▶ _WHAT TO PRODUCE_:
Search the data for "that" and copy every matching line.

▶ _AVAILABLE DATA_:
- Opening Delimiter -

PR #807, opened 2022-02-02
Launch CI to show that it fails for doc live-debug-docs

alkino:
The problem is that doctest try to compile documentation of `pkg_resources` package. We should block it.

- Closing Delimiter -

▶ _SOLVED EXERCISE_:
Launch CI to show that it fails for doc live-debug-docs
The problem is that doctest try to compile documentation of `pkg_resources` package. We should block it.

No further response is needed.